But lately, the Iranian Kurds are discouraged.
Their hope was that in Iraq, Kurds would build on the autonomy they had
established for all practical purposes since 1991, when routine British and
American flights over Iraq kept Saddam Hussein from ruling, and
mistreating, the Kurdish region.
Iranian Kurds were jubilant when their brethren across the border won
rights in the interim Iraqi constitution recognizing the autonomy of the
Kurdish region and granting the Kurds extraordinary powers to protect it.
But now they fear that those powers will be ignored, as the interim Iraqi
leaders talk of that constitution applying only until national elections
are held. Further, the appointment of non-Kurdish Iraqis as prime minister
and president raised fears that Kurds would once again become marginalized.
"The population of Kurds is much smaller than the Sunnis and Shiites in
Iraq," said Tofiq Rafiee, the editor of Sirvan, a leading Kurdish journal.
"Without the right to veto, Kurds can never make any changes to improve the
situation for themselves," he said, referring to the Kurdish veto right
that is part of the current constitution.
Sirvan reported in September that the current arrangement, in which Kurds
serve as vice president and deputy prime minister, was similar to what Mr.
Hussein granted Kurds 20 years ago and was not what the Kurds were
expecting today.
Iran's Kurds, who reside mostly in the northwestern parts of the country,
near Iran's borders with Iraq and Turkey, were hoping for a spillover
effect if the Iraqi Kurds gained greater powers.
Although the Iranian Constitution recognizes the Kurds as a minority, the
government has long treated them as second-class citizens. Unlike the
majority of Iranians, who are Shiite Muslims, most of the Kurds are Sunnis.
They have been barred from teaching the Kurdish language at schools or
publishing their literature freely. They complain that they face
discrimination in employment and university admissions. Kurdish provinces
are among the least developed regions in the country, and the Kurds have
been discouraged from forming their own political parties.
After 1991, Iranian and Iraqi Kurds increased their contacts. They
exchanged political and cultural journals, and professors from Iran taught
at the four universities in Kurdish areas in Iraq.
"The situation in the two regions affects one another," said Jalal
Jalalizadeh, a Kurd who is a former member of Parliament. "Iranians compare
themselves with the Kurds of Iraq. When their situation improves they also
struggle for more rights."
Mr. Jalalizadeh said that when Iranian Kurds learned about the rights
granted to Iraqi Kurds in the interim constitution they demanded a more
active political role. "They want to be able to have their own independent
TV, teach the Kurdish language at schools and have representation in the
government," he said.
Kurds on the two sides of the border speak the same language and share the
same faith. Marriage between Iranian and Iraqi Kurds is common, and a
Kurdish satellite television channel has increased communication between them.
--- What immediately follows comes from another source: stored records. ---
PR #1554, opened 2020-06-17
More db platform benchmarks

adamsitnik:
Changes:

* added remaining platform db benchmarks and connection string per benchmark (multiplexing enabled only for fortunes and single query where it helps)
* switch from bombardier to wrk for better RPS and doing what TE is doing
* display app output to see the connection string that is used

@roji PTAL

### DIFF
--- a/src/BenchmarksApps/Kestrel/PlatformBenchmarks/benchmarks.fortunes.yml
+++ b/src/BenchmarksApps/Kestrel/PlatformBenchmarks/benchmarks.fortunes.yml
@@ -26,20 +26,62 @@ scenarios:
   fortunesplatform:
     db:
       job: postgresql
-
     application:
       job: platformbenchmarks
       buildArguments: 
         - "/p:IsDatabase=true"
-
+      environmentVariables:
+        connectionstring: Server={{databaseServer}};Database=hello_world;User Id=benchmarkdbuser;Password=benchmarkdbpass;Maximum Pool Size=256;Enlist=false;Max Auto Prepare=4;Multiplexing=true;Write Coalescing Delay Us=500;Write Coalescing Buffer Threshold Bytes=1000
     load:
       job: bombardier
       variables:
         presetHeaders: html
         path: /fortunes
-        warmup: 5 
-        duration: 10
-        serverPort: 5000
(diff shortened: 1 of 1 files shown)


src/BenchmarksApps/Kestrel/PlatformBenchmarks/benchmarks.fortunes.yml
```diff
@@ -23,23 +23,65 @@ jobs:
     readyStateText: PostgreSQL init process complete
 
 scenarios:
-  fortunesplatform:
+  fortunes:
```
benaadams, line 26: Will changing the name cause issue for the results graphs? (i.e. history)

adamsitnik: @benaadams  that's a very good question

@sebastienros can I change this name? I just want to shorten it to make it easier to type the command

sebastienros: there is no risk to break anything because we are not recording the results of this file, but the old json ones. However it will once we start using the yml files. And we don't want to include a custom metadata like "platform=true", that wouldn't make sense, I'd rather see it's a platform benchmark in its name.

adamsitnik: @sebastienros but we know that it's a platform benchmark because the `.yml` file lives in the `PlatformBenchmarks` folder. Imho having "platform" would make more sense if we had one big `.yml` file with all the benchmarks. The same goes for "aspnet" in the profile name. I have access only to aspnet machines, so to me it's redundant

```cmd
--config ..\BenchmarksApps\Kestrel\PlatformBenchmarks\benchmarks.fortunes.yml --profile aspnet-citrine --scenario fortunesplatform
```

```cmd
--config ..\BenchmarksApps\Kestrel\PlatformBenchmarks\benchmarks.fortunes.yml --profile citrine --scenario fortunes
```

It's not super important to me, just a way to make the commands shorter and easier to memorize.

PR #1555, opened 2020-06-19
Checking NET5_0

sebastienros:
PR for visibility, since sdk preview-7 it seem the NET COREAPP5_0 directive is not used anymore.
Our benchmarks were using it. Checking both since we still use older sdks in some circumstances. 

@benaadams @adamsitnik @halter73


adamsitnik:
> since sdk preview-7 it seem the NET COREAPP5_0 directive is not used anymore

PR #1558, opened 2020-06-29
Get mono package based on computer architecture

fanyang-mono:


SamMonoRT:
https://github.com/dotnet/runtime/pull/38562 is needed for the arm64 aot-llvm nuget packages

PR #1562, opened 2020-07-01
Create yml file for mono scenarios

fanyang-mono:


scenarios/mono.benchmarks.yml
```diff
@@ -0,0 +1,234 @@
...
+      useMonoRuntime: jit
+    load:
+      job: wrk
+      variables:
+        presetHeaders: json
+        path: /j
+        serverPort: 5000
+        connections: 512
+
+  fortunes-mono-jit:
```
SamMonoRT, line 75: From the presentation in the .NET Town Hall, it is a goal to improve on Json, Fortunes and other benchmarks for CoreCLR. I believe Mono should do the same, and we should add new scenarios and reporting for all the one CoreCLR focusses heavily on.

scenarios/mono.benchmarks.yml
```diff
@@ -0,0 +1,299 @@
...
+      cores: 56
+    jobs: 
+      db:
+        endpoints: 
+          - http://asp-mono-load:5001
+      application:
+        endpoints: 
+          - http://asp-mono-lin:5001
+        variables:
+          databaseServer: 192.168.1.1
```
sebastienros, line 296: This is the ip of the db server from the perspective of the mono-lin one. Is it really 192.168.1.1 ?

fanyang-mono: 192.168.1.1 is the private connection between mono-lin and mono-load. Is that the one should be used for talk to the database as well, since for this configuration the mono-load is also the database server.

PR #1563, opened 2020-07-03
use Sockets as default transport for PlatformBenchmarks 

adamsitnik:
I was working on the last experiment for Sockets for 5.0 and I realized that Driver**2** does not pass sockets as a transport option by default (like the old driver does).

Iranian Kurds celebrated for several days in March after the Iraqi interim
constitution granted Kurds the right to form a government. However, the
Iranian government put down the celebrations and arrested nearly 100 people
when the events turned into riots. In a sign of solidarity, the Iranians
held mourning ceremonies when several Kurdish officials were killed in a
bombing in Erbil, Iraq, in February, Sirvan reported.
Iranian Kurds have not sought full independence since the 1979 Islamic
revolution, which was followed by a period of fighting with the government,
but they have demanded greater autonomy, democracy and freedom.
They refer to their historical and cultural ties with Persian Iranians and
say their Iranian identity is as important as their Kurdish identity. The
Kurdish language is close to Farsi, the main language spoken in Iran, and
Kurds say they were the founders of the civilization where Iran is today.
They took part in the political process along with other Iranians, and
voted overwhelmingly for President Mohammad Khatami, a reformist, in 1997
in the hope of achieving more democracy.
Reformist Kurdish members of Parliament, who were elected after the brief
period of political openness after Mr. Khatami's election, formed a Kurdish
bloc in Parliament and managed to win a fivefold increase in the budget for
their part of the country. One member spoke in the Kurdish language for the
first time in Parliament, and the language will be taught for the first
time at universities in Kurdish areas this year.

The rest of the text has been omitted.